[Start of section]
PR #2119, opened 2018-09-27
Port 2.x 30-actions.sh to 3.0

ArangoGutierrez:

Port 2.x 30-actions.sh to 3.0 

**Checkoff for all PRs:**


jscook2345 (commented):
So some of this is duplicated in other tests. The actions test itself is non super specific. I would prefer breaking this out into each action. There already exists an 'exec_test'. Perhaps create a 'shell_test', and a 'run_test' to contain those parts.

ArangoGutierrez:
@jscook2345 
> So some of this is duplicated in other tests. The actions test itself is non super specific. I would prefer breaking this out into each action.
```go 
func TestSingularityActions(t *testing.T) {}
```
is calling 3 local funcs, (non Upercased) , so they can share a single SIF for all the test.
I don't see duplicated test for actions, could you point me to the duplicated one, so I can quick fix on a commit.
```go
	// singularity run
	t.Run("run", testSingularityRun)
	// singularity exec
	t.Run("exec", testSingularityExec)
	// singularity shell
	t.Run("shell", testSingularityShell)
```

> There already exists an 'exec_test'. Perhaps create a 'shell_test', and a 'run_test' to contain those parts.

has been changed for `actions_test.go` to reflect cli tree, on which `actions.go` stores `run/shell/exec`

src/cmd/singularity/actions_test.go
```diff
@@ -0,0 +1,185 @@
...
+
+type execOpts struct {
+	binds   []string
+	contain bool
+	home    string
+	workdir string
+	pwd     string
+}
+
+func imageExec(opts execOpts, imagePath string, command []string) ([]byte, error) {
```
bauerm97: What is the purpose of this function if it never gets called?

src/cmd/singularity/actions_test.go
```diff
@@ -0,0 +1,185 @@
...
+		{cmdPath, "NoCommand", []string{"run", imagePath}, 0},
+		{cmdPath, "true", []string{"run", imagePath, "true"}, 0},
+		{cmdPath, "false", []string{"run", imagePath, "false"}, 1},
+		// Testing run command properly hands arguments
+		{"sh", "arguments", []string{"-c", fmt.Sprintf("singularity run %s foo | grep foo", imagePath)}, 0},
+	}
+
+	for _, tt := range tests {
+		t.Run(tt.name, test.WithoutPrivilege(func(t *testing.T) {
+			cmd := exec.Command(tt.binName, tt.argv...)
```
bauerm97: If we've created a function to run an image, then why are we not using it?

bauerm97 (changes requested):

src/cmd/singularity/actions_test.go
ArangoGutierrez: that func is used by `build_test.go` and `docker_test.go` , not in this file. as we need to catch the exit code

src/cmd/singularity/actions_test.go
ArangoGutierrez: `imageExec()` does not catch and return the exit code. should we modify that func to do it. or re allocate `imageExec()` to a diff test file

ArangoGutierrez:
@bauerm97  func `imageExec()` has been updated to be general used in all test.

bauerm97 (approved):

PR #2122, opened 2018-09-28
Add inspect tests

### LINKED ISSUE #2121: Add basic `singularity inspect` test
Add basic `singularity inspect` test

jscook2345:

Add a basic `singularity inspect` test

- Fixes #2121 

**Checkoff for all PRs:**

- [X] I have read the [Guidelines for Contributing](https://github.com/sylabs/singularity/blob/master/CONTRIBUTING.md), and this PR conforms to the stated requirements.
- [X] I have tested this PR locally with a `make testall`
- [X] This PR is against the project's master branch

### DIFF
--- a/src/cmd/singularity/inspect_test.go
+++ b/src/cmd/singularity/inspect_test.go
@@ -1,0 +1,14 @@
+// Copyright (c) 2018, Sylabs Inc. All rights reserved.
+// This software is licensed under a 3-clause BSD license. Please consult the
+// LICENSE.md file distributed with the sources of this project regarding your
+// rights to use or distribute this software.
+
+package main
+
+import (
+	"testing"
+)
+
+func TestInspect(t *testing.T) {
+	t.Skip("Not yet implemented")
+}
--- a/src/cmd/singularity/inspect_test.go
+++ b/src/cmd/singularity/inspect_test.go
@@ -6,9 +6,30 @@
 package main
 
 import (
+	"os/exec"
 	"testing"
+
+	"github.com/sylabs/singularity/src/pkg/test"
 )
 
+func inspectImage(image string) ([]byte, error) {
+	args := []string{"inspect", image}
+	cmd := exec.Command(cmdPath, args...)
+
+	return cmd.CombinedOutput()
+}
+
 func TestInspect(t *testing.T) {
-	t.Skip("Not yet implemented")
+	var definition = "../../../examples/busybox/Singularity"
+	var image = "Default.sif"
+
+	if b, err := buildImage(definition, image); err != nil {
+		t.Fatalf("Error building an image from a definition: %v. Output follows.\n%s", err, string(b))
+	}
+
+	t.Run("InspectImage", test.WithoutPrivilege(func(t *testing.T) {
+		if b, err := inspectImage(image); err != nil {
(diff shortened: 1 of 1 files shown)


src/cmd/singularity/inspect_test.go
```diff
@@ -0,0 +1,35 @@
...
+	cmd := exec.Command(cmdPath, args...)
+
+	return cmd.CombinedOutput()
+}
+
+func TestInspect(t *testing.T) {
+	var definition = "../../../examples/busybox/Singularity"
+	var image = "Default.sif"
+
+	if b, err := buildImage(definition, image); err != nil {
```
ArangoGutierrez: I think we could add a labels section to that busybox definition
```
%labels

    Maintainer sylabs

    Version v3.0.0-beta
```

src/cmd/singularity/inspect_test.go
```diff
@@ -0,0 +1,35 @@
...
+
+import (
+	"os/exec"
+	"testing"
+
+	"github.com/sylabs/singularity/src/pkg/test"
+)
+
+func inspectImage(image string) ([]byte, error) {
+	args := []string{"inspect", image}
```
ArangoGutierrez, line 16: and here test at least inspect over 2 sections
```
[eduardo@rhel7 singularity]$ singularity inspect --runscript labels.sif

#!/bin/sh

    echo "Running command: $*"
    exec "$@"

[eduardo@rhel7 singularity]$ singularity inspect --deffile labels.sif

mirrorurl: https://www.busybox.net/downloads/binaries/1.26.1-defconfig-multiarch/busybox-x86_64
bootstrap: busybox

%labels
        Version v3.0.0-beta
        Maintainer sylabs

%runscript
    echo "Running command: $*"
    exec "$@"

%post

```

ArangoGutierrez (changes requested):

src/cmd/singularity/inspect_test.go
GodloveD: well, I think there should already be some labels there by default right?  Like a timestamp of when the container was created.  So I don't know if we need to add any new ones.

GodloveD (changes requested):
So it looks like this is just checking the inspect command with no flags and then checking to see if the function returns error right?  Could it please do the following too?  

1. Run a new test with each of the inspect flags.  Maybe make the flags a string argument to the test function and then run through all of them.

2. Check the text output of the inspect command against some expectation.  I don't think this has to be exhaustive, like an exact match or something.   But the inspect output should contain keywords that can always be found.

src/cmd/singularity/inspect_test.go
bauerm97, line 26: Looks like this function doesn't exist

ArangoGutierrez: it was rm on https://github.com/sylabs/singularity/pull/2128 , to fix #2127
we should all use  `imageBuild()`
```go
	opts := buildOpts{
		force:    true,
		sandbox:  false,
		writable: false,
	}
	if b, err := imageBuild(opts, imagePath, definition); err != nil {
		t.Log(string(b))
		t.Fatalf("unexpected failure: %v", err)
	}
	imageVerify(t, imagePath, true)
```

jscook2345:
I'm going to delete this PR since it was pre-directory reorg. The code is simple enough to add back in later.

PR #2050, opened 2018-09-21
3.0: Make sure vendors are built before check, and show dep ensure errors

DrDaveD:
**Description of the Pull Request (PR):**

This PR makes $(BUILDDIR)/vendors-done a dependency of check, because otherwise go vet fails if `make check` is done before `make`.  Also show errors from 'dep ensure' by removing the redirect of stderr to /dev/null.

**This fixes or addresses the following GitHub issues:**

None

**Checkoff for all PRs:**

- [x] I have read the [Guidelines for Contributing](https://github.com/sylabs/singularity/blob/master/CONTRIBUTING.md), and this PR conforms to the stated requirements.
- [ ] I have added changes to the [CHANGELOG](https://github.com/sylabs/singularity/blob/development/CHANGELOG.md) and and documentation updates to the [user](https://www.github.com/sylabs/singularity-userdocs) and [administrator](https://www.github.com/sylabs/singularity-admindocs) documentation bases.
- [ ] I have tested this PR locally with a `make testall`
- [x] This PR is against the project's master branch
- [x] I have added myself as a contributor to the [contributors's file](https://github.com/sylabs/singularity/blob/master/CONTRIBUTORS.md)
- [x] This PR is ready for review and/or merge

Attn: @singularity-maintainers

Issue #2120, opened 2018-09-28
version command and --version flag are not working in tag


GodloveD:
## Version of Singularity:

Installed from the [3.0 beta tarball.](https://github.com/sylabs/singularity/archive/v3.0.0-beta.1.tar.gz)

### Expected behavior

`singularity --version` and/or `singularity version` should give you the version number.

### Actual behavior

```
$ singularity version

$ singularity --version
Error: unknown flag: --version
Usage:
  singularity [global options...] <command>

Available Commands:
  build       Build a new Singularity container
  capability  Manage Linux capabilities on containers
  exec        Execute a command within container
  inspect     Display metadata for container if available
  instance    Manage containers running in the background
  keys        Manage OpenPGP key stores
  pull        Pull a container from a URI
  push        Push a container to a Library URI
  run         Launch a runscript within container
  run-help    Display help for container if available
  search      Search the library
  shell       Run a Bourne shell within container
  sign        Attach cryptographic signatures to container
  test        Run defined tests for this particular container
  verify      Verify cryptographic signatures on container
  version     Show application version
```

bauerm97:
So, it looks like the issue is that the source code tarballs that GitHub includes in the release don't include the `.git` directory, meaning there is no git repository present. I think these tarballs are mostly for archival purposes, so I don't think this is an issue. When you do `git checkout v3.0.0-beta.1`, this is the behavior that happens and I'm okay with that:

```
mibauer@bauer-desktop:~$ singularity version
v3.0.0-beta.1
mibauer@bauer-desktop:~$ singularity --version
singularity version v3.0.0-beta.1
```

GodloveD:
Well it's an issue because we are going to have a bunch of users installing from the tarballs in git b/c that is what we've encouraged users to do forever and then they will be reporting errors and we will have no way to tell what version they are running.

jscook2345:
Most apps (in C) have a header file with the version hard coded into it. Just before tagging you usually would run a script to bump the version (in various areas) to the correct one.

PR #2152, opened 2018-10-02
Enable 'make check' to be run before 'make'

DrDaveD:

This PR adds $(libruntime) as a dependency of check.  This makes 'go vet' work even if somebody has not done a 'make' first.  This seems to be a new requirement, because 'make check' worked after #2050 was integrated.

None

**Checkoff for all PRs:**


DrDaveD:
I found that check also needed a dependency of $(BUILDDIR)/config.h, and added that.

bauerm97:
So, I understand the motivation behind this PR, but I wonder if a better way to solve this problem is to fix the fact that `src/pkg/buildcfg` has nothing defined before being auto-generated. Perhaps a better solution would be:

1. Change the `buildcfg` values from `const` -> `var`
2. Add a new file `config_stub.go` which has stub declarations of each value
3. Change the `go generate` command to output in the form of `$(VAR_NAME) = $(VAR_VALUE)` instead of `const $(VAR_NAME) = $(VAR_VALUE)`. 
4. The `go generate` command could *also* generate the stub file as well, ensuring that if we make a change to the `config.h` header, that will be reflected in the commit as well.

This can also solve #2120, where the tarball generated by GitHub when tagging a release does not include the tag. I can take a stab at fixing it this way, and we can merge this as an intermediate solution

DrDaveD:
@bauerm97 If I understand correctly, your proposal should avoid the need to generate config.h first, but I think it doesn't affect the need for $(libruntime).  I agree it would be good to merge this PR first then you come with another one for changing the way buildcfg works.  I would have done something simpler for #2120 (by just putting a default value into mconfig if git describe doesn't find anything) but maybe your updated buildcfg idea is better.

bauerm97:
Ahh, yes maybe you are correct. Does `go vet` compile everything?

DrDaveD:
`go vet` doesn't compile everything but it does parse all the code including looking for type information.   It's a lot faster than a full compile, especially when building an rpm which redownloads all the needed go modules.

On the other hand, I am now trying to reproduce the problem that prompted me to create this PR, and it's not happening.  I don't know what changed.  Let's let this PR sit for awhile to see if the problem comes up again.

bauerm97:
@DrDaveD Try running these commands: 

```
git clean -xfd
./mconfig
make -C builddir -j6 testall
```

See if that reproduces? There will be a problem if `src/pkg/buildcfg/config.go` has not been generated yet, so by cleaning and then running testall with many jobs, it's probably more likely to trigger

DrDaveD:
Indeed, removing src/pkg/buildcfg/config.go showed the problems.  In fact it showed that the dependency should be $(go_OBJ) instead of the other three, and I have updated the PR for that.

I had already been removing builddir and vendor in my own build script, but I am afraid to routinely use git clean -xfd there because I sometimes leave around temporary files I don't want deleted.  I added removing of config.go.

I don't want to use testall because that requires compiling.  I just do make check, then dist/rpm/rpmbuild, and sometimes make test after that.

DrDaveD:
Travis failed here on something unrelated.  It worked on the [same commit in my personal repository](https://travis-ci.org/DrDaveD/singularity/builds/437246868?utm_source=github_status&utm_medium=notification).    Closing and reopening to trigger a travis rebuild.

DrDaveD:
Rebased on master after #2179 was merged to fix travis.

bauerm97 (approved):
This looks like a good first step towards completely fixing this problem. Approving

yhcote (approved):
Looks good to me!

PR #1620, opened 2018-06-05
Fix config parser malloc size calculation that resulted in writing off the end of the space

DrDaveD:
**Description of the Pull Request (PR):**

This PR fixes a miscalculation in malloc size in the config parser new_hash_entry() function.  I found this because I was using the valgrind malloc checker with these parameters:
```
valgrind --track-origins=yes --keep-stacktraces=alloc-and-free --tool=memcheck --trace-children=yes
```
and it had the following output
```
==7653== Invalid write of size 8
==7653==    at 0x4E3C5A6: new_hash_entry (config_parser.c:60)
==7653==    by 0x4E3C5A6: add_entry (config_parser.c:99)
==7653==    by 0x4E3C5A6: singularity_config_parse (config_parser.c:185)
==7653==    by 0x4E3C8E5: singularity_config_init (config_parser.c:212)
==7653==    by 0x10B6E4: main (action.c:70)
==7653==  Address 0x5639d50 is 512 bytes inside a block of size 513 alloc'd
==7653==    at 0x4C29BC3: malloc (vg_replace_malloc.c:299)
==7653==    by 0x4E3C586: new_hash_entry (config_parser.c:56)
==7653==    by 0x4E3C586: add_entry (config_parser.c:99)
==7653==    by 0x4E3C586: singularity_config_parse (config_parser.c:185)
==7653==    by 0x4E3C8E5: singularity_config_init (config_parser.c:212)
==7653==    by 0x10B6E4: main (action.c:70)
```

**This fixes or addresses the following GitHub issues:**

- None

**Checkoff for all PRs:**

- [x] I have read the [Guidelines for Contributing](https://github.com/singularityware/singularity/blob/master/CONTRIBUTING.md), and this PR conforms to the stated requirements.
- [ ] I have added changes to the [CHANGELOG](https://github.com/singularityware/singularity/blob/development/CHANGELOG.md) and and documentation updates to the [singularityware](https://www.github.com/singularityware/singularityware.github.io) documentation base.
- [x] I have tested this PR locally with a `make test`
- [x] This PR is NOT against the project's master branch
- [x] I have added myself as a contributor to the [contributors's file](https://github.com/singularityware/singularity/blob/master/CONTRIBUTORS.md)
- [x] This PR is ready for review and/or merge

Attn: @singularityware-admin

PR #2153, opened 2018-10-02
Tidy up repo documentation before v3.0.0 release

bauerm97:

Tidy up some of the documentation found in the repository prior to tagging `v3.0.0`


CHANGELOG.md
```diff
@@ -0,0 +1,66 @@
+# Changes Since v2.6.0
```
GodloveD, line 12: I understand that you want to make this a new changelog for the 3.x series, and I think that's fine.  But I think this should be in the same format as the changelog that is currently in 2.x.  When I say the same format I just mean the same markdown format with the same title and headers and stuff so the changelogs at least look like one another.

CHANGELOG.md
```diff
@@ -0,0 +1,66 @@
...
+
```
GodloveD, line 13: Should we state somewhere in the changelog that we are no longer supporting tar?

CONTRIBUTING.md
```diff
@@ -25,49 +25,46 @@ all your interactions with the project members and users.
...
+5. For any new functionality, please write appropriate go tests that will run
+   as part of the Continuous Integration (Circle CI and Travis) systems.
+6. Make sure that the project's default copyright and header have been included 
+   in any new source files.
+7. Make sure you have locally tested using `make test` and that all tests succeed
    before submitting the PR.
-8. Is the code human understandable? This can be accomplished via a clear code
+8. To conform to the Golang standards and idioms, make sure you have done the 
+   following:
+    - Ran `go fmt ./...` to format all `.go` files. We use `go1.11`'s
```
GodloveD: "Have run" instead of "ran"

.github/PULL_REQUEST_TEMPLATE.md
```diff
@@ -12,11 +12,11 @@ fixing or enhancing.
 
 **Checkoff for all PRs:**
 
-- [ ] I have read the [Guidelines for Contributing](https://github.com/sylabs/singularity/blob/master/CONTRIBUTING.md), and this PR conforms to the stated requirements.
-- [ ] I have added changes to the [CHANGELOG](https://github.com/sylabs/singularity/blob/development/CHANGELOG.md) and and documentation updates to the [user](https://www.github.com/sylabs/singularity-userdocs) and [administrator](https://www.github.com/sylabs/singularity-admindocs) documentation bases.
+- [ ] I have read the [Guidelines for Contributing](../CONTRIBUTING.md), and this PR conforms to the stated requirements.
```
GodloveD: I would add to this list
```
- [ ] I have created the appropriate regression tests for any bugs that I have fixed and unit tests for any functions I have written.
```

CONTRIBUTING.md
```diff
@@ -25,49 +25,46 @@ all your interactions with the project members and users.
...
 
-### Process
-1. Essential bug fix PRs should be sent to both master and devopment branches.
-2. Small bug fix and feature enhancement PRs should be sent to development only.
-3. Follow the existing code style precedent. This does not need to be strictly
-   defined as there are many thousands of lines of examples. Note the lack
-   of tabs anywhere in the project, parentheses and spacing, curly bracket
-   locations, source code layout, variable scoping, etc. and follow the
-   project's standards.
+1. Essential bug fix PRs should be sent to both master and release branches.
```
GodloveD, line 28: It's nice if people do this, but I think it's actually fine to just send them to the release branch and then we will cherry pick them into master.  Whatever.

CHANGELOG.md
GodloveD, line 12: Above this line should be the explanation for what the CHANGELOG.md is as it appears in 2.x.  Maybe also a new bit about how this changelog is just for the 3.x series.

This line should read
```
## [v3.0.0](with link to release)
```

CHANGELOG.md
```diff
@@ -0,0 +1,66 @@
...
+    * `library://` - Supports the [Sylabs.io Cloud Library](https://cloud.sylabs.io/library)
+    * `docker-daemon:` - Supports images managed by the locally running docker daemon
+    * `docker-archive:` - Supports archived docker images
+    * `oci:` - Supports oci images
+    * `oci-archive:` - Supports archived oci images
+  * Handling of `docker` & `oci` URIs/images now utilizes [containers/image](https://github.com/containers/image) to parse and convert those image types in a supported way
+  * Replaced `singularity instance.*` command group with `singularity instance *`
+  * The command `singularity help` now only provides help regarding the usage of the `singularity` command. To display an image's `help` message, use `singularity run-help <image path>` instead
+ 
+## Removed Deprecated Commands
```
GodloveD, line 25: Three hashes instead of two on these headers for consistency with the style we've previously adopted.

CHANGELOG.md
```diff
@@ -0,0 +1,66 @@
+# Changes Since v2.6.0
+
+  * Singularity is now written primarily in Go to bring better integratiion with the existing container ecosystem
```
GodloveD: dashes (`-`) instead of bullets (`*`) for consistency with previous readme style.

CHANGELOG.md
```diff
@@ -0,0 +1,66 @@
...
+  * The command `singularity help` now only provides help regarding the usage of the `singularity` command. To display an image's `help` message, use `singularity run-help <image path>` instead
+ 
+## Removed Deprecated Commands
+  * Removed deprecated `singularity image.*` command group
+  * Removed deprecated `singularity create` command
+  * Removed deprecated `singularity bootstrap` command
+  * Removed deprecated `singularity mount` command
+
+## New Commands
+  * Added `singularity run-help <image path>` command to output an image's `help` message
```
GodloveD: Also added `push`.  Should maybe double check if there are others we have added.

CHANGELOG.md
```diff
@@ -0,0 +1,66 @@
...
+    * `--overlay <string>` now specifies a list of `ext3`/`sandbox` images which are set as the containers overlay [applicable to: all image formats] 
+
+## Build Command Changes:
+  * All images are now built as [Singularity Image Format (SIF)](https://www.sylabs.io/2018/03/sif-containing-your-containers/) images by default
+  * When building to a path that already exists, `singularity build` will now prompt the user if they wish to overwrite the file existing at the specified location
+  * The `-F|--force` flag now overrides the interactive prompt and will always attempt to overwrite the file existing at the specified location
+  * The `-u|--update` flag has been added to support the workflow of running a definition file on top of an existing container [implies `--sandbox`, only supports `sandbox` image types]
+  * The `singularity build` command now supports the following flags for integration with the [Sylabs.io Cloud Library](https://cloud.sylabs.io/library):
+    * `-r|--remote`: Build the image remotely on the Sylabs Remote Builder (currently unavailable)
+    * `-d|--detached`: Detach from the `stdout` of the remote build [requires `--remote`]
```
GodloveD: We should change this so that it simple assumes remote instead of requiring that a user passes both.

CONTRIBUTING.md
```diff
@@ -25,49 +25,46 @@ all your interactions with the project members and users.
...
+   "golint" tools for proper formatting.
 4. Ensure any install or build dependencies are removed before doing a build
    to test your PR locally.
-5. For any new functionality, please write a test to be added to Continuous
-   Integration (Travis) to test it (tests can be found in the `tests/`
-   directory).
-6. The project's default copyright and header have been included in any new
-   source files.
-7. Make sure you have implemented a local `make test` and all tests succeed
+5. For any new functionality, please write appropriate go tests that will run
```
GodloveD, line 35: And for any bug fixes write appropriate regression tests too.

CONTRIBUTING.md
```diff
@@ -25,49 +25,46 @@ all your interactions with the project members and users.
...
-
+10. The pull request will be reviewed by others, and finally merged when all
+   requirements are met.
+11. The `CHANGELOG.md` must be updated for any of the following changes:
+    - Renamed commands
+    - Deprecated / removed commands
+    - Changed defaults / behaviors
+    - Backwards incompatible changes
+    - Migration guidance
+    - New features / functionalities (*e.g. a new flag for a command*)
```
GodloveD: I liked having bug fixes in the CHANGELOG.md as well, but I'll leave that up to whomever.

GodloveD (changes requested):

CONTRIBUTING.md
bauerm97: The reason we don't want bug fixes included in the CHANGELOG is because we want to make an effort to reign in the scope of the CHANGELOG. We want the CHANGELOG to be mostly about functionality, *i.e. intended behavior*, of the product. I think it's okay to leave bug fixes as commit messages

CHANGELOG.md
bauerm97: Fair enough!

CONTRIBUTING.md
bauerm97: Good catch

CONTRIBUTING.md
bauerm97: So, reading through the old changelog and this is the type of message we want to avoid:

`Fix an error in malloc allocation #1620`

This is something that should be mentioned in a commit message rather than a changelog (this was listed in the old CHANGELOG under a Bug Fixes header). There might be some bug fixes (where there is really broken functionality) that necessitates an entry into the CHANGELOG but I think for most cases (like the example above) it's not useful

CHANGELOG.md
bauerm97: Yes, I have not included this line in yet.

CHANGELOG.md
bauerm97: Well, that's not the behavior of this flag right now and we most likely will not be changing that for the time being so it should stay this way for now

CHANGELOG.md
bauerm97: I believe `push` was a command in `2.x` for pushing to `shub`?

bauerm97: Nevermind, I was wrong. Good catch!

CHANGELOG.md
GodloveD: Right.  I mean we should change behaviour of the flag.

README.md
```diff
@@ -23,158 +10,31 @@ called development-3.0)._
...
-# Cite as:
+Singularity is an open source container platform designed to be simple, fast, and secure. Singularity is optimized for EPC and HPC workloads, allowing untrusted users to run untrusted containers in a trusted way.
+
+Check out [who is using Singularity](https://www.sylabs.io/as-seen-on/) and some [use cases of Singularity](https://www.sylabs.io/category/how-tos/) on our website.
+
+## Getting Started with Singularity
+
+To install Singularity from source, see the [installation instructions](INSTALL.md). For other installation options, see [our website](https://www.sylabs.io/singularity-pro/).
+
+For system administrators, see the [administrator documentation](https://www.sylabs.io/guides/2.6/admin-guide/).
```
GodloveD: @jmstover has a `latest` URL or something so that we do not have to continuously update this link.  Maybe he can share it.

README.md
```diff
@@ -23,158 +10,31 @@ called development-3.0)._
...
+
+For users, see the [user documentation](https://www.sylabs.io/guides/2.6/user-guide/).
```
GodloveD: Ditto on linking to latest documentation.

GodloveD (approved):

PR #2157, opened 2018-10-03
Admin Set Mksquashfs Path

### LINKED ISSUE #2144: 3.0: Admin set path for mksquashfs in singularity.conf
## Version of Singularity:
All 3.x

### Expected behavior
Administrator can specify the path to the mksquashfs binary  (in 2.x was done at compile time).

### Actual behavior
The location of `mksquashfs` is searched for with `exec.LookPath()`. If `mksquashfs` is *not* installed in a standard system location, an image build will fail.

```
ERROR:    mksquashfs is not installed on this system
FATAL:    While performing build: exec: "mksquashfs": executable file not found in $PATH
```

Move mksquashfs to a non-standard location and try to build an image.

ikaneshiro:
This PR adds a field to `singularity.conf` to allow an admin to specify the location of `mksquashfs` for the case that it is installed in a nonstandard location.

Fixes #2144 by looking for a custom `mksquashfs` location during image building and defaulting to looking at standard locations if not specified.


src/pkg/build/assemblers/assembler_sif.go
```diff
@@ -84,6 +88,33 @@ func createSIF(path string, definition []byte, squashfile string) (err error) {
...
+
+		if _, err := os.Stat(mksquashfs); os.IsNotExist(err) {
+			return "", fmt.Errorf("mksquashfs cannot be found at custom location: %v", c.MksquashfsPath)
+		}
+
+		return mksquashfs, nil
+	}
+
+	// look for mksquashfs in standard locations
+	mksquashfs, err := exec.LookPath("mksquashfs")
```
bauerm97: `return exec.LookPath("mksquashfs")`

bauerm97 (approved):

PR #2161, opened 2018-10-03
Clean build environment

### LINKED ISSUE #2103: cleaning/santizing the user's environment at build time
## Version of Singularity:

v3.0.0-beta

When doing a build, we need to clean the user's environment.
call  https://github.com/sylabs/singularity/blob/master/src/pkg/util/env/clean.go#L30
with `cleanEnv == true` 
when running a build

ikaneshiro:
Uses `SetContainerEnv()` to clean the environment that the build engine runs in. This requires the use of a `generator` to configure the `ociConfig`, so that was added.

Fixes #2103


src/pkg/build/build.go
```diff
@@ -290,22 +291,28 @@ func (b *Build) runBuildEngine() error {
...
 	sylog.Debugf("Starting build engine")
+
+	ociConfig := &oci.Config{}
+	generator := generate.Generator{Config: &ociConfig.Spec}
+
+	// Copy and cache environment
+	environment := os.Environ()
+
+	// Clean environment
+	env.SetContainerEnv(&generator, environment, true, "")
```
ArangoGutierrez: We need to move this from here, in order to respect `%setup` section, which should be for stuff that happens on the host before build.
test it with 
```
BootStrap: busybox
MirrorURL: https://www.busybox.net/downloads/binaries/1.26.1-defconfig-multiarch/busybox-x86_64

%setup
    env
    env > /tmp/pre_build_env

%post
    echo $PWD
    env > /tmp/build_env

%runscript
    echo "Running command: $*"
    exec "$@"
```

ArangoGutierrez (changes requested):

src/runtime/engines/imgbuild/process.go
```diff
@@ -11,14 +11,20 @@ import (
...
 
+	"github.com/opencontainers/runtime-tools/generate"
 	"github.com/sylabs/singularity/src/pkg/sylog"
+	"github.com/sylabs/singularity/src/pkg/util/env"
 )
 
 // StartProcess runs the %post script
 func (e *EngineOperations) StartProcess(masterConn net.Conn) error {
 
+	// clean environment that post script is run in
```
[End of section]
● **WORK INSTRUCTION**:
Each line of the listing that contains the word "specify" must be copied.

● **SOLUTION FOR THIS TASK**:
Administrator can specify the path to the mksquashfs binary  (in 2.x was done at compile time).
This PR adds a field to `singularity.conf` to allow an admin to specify the location of `mksquashfs` for the case that it is installed in a nonstandard location.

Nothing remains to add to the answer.